Dow Jones surveys sustainability leaders from each industry on a global and regional level, and bases the rankings on an analysis of corporate governance, risk management, climate change mitigation, supply chain standards, corporate citizenship, stakeholder engagement and labor practices.

CN's sustainability achievements include fuel efficiency — the Class I uses 15 percent less fuel per gross ton-mile than the rail industry average — and its EcoConnexions From the Ground Up program that aims to engage communities by sponsoring tree-planting projects, CN officials said in a press release.

"We are committed to building on what we have achieved to minimize our impact on the environment, while providing cleaner, more sustainable transportation modes to our customers," said CN President and Chief Executive Officer Claude Mongeau.

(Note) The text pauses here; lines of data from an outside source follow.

PR #216, opened 2020-12-06
[WIP] owm: drop runtime dependency to rpcd

SvenRoederer:
The owm commandline tool and the common library depending on a running rpcd.
This dependency is caused by using the luci.model.uci package. As the tool runs from the commandline anyway, switch to the uci package which provides the same functionality with nearly the same API but without needing the rpcd.

I found this by working on a stripped down image for 8/32 MB devices.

Also yesterday, Union Pacific Railroad announced that its police and security team recently earned accreditation from the Commission on Accreditation for Law Enforcement Agencies Inc. (CALEA). Currently, only 17 percent of U.S. law enforcement agencies have earned the accreditation, UP officials said in a press release.

CALEA is a systematic process that internally reviews and assesses policies and procedures to meet internationally accepted standards. Since the first CALEA Accreditation Award granted in 1984, the program has become the primary method to voluntarily demonstrate a commitment to excellence in law enforcement.

During the three-year accreditation process, UP's team was required to meet 188 standards. The Class I employs more than 200 special agents who have primary jurisdiction over crimes committed against the railroad.

"The CALEA accreditation process allowed us to reflect on and strengthen departmental processes," said UP Chief of Police Bob Morrison.